Two of eight Apaches — Nacod Qui Say and Rah Dos La, among other possible transliterations — who murdered an Arizona sheriff and deputy while escaping from a transport to the penitentiary were hanged on this date in 1889.
According to White Justice in Arizona: Apache Murder Trials in the Nineteenth Century, the documentary trail for this remarkable case is surprisingly thing, with “no indictments, subpoenas, jury lists, witnesses, trial notes, or prosecutor’s notes extant.”

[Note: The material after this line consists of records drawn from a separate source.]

PR #138, opened 2020-07-24
Fix Duplicated ESLint Annotation

Obinnabii:
- Remove the [ESLint Action](https://github.com/marketplace/actions/eslint-action#eslint-action) GitHub Action that annotates ESLint errors and warnings in PRs. It turns out that the local linter does a similar thing and this has been causing duplicated annotation in the ```files changed``` tab
- Move from a ```continue-on-error: true```  GitHub Actions model to an ```if: always()``` model in the ESLint Action. Using ```continue-on-error: true``` makes GitHub believe that the ```ESLint``` Check passed when it failed. The ```if: always()``` model allows the ```ESLint``` GitHub Action to continue running even if it fails. The key difference is that the ```ESLint``` check is registered as a failure with ```if: always()``` but not with ```continue-on-error: true```.
- add ```firebase``` to the list of ```ESLint``` global variables.
- change ```ESLint``` run directory.


.eslintrc
```diff
@@ -19,5 +19,6 @@
     "PropTypes": "readonly",
     "ReactRouterDOM": "readonly",
     "mailtouiApp": "readonly",
+    "firebase": "readonly"
```
billyeh, line 22:
```suggestion
    "firebase": "readonly",
```
nit :)

PR #139, opened 2020-07-24
Small navbar fixes

Richie78321:
* Move the `AuthButton` into the collapsible div so it scales properly on mobile.
* Make the Navbar sticky.
* Removed the tests for the `NavbarLink` because they are redundant with the tests for the `Navbar`.
* Updated the urls in the `Navbar` tests to reflect that actual urls.


src/main/webapp/js/common/react/tests/Navbar.test.js
```diff
@@ -14,14 +14,19 @@ const navbarUrls = [
     name: 'Projects',
     requiresAuth: false,
   },
+  {
```
Sami-2000, line 17: Thanks for adding this!

Richie78321: Np! It's definitely better to have the test URLs match up with the production URLs anyways.

src/main/webapp/js/common/react/display_navbar.js
```diff
@@ -37,6 +37,7 @@ const urls = [
  */
 function initNavbar() {
   const navbarContainer = document.getElementById('navbar-container');
+  navbarContainer.classList.add('sticky-top');
```
billyeh, line 40: nice to learn about this class

Richie78321: It's super convenient, although it isn't yet [supported in all browsers](https://caniuse.com/#feat=css-sticky). The good news is that there's no real downside if the browser doesn't support it beyond the navbar not sticking to the top of the page.

PR #140, opened 2020-07-24
Add testing to projects frontend

Richie78321:
Add testing to the project preview list and project breakout page.

* Add basic mock for `mailtouiApp` for testing.
* Add `checkTesting()` to all of the new React components being tested.
* Add `inRouter` to ProjectPreview component to allow for it to be tested outside of a Router.
* Update the `mentorType` PropType to include all of the values used in the MentorCard.
* Move all new and existing JS tests to a single directory `src/main/webapp/js/tests`.
* Create `ExpandedProject` tests.
* Create `ProjectList` tests.


src/main/webapp/js/projects/react/prop_types.js
```diff
@@ -1,3 +1,6 @@
+import {checkTesting} from '../../checkTesting.js';
+checkTesting();
```
josephdhurst, line 2: nit: consider changing `checkTesting` to something that is more descriptive of what this function is doing. IMO something like `setupIfTesting`, `configureGlobalsForEnvironment` or `setGlobalsIfTesting` would be better.

josephdhurst: I'd expect that a function called `checkTesting` would return a boolean telling whether this was a test environment or not. I wouldn't expect it to modify the global state.

Richie78321: I totally agree. I'll change it to `setGlobalsIfTesting`.

PR #141, opened 2020-07-27
Get ProjectData from the UserServlet

Sami-2000:
Allow UserData objects to contain a list of ProjectData objects (following form of ProjectData).


src/main/java/com/google/opensesame/servlets/MentorsServlet.java
```diff
@@ -26,11 +26,14 @@
   @Override
   public void doGet(HttpServletRequest request, HttpServletResponse response)
       throws ServletException, IOException {
+    addMockMentor(response);
```
Richie78321, line 29: Can we add a TODO here to remove this for production?

src/main/java/com/google/opensesame/user/UserData.java
```diff
@@ -15,8 +20,7 @@
 public class UserData {
   private Boolean isMentor;
   private final ArrayList<String> interestTags;
-  private final ArrayList<String> menteeIds;
-  private final ArrayList<String> projectIds;
+  private final ArrayList<ProjectData> projects = new ArrayList<ProjectData>();
```
Richie78321, line 23: Nice! Thanks for making this change.

src/main/java/com/google/opensesame/servlets/MentorsServlet.java
```diff
@@ -26,11 +26,14 @@
...
     List<UserEntity> mentorEntities = ofy().load().type(UserEntity.class).list();
     ArrayList<UserData> mentors = new ArrayList<UserData>();
     for (UserEntity entity : mentorEntities) {
       if (entity.isMentor()) {
-        mentors.add(new UserData(entity));
+        UserData mentorData = new UserData(entity);
+        mentorData.getProjects();
```
Richie78321, line 35: It seems like this is just a getter function. Is there a reason that this is being called here?

src/main/java/com/google/opensesame/user/UserEntity.java
```diff
@@ -35,8 +34,11 @@ public UserEntity(UserData userData) {
     interestTags = userData.getTags();
     email = userData.getEmail();
     userId = userData.getUserID();
-    projectIds = userData.getProjectIDs();
-    menteeIds = userData.getMenteeIDs();
+    projectIds =
+        new ArrayList<String>(
+            userData.getProjects().stream()
+                .map(x -> x.getRepositoryId())
```
Richie78321, line 40: nit: Could we use a more descriptive name here?
```suggestion
                .map(projectData -> projectData.getRepositoryId())
```

src/main/java/com/google/opensesame/servlets/MentorsServlet.java
Obinnabii: good catch, that was a call to deprecated functionality

src/main/webapp/mentors.js
```diff
@@ -18,7 +18,8 @@ function initForm() {
  * User Object
  * @typedef {Object} User
  * @property {string[]} interestTags - The user's tags
- * @property {string[]} projectIDs - The user's projects
+ * @property {string[]} projectIDs - The user's project IDs
```
Obinnabii, line 21:
```suggestion
```

src/main/java/com/google/opensesame/servlets/MentorsServlet.java
```diff
@@ -26,11 +26,13 @@
   @Override
   public void doGet(HttpServletRequest request, HttpServletResponse response)
       throws ServletException, IOException {
+    addMockMentor(response); // TODO: remove by production
     List<UserEntity> mentorEntities = ofy().load().type(UserEntity.class).list();
```
josephdhurst, line 30: IIUC this list doesn't only contain mentors (otherwise the `if (entity.isMentor())` statement is unnecessary. Rename `mentorEntities` to something else that conveys that this list also contains people who aren't mentors. A suggestion I have is to call it `userEntities`.

src/main/java/com/google/opensesame/servlets/MentorsServlet.java
```diff
@@ -26,11 +26,13 @@
...
     ArrayList<UserData> mentors = new ArrayList<UserData>();
     for (UserEntity entity : mentorEntities) {
       if (entity.isMentor()) {
-        mentors.add(new UserData(entity));
+        UserData mentorData = new UserData(entity);
+        mentors.add(mentorData);
```
josephdhurst, line 35: Rather than storing `UserData(entity)` in a variable then appending it to `mentors`, skip the step where you store it in a variable. This reduces 2 lines of code into 1.
```suggestion
        mentors.add(new UserData(entity));
```

src/main/java/com/google/opensesame/user/UserData.java
```diff
@@ -110,30 +113,24 @@ public String getUserID() {
...
-   * Add a project to the list of projects associated with this instance of UserData. Remember to
-   * store this change in datastore with a UserEntity.
+   * Add the {@code ProjectData} associated with the projects in {@code projectIds} to {@code
+   * this.projects}.
+   *
+   * @param projectIds
    */
-  public void addMentee(String menteeId) {
-    projectIds.add(menteeId);
+  private void generateProjects(ArrayList<String> projectIds) throws IOException {
```
josephdhurst, line 127: How about naming this `loadProjects` instead? The name `generateProjects` makes me thing that somehow there is logic in this function that creates the projects without using pre-stored data.

src/main/java/com/google/opensesame/servlets/MentorsServlet.java
```diff
@@ -26,13 +27,19 @@
...
+        ofy().load().type(UserEntity.class).filter("isMentor", true).list().stream()
+            .map(
+                userEntity -> {
+                  try {
+                    return new UserData(userEntity);
+                  } catch (IOException e) {
+                    return null;
+                  }
+                })
+            .collect(Collectors.toList());
```
Obinnabii, line 41: @josephdhurst does this fix your previous issue?

josephdhurst:
```suggestion
    List<UserEntity> mentorEntities = ofy().load().type(UserEntity.class).filter("isMentor", true).list();
    ArrayList<UserData> mentors = new ArrayList<UserData>();
    for (UserEntity entity : mentorEntities) {
      mentors.add(new UserData(entity));
    }
```

Issue #160, opened 2017-05-27
In BR move the 2 fields Requested by and responsible just below the name


elicoidal:
Besides, change the order: Responsible first then Requested by

@darshan-serpent

PR #166, opened 2017-05-30
[IMP]Improved BR-fields position

serpentcs-dev1:
#160 

Moved the 2 fields Requested by and responsible below BR name.

@elicoidal


elicoidal (approved):
Trivial: fast tracking

Issue #161, opened 2017-05-27
In BR form view, it should be possible to change the kanban state without editing the form


elicoidal:
@darshan-serpent

elicoidal:
@darshan-serpent

serpentcs-dev1:
Yes, I am working on it. Actually not able to find the reason maybe it needs a JS tweak.

elicoidal:
It should be similar in behavior to the project or task widget no?

serpentcs-dev1:
Yeah right tried to apply the same behavior but does not work in this case, strange!

No problem I'll double check it and fix it.

serpentcs-dev1:
@elicoidal I was testing I found that the kanban_state stays non-editable if it is the inherited view.

But if I add the field `kanban_state` in business_requirement module it works smooth as silk.

elicoidal:
@darshan-serpent thanks for the feedback!
Strange but if so then can you transfer the field accordingly?

serpentcs-dev1:
Yes I would do that, just let try this and let's see how it looks on runbot, till then I'll try to also find the reason from the root.

rubencabrera:
Someone please close so we don't keep checking it. Thanks @darshan-serpent for the PR!

elicoidal:
Thanks for the follow up!

PR #169, opened 2017-06-06
[8.0] Issue-161 Kanban state editable

serpentcs-dev1:
This PR resolves the Kanban State issue #161 to make it editable from the form view of BR.

This is the simple workaround which moves the `kanban_state` field from the inherited br_project form view to the BR module main view (as for some reason it was not able to edit the field in inherited form view)

P.S: Need to find a more logical way

### DIFF
--- a/business_requirement/models/business.py
+++ b/business_requirement/models/business.py
@@ -197,6 +197,13 @@ class BusinessRequirement(models.Model):
     to_be_reviewed = fields.Boolean(
         string='To be Reviewed'
     )
+    kanban_state = fields.Selection([('normal', 'In Progress'),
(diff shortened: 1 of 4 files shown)


elicoidal (commented):
Not ideal but I understand the workaround
@pedrobaeza @dreispt this is to answer #161 

Anything we are missing?

dreispt (approved):
LGTM

dreispt:
AFAICS it makes sense for all Stage/Sate/Kanvban State fields to be defined in `business_requirement` instead of  `business_requirement_deliverable_project`.

elicoidal:
@dreispt Thanks for the follow up.
Merging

The vituperation of many surviving news accounts, however, gives us an essential fact that the judiciary’s papers surely wouldn’t. After decades of war with the Apaches in the Southwest, white settlers were set on edge by a native revolt against settler authority and from the first reports of the incident began ruminating about “the treacherous red man.” (Tucson Daily Citizen, Nov. 4, 1889)
When five were condemned to hang in this affair — three would cheat the executioner by committing suicide two days before the hanging — a newspaper in Florence where the gallows went up remarked that “should a few bands of Apaches be taken from the war path and suspended by the necks, where the other Indians on the reservation could get a good, fair look at them, there would be no more Apache outbreaks.”
This sort of rhetoric would rate as positively liberal beside the cruder commentary. For example, a few days before the execution, U.S. President Benjamin Harrison had said in an address to Congress that as the white man “can no longer push the Indian back into the wilderness,” it had become essential “to push him upward into the estate of a self-supporting and responsible citizen.” The Tombstone Prospector found some Khruschchevian merriment mulling its preferred form of “support.” Harrison must not have been too put off, since he denied clemency.*
Tombstone Prospector, Dec. 6, 1889.
Meanwhile, in the spirit of the old saw that “the only good Indian is a dead Indian,” a wag at the following week’s San Diego Weekly Union did Tombstone one better in the racist headline department.
San Diego Weekly Union, Dec. 12, 1889
* Arizona didn’t attain statehood until 1912; prior to that it was federally administered and the last word on clemencies and commutations belonged to the U.S. President.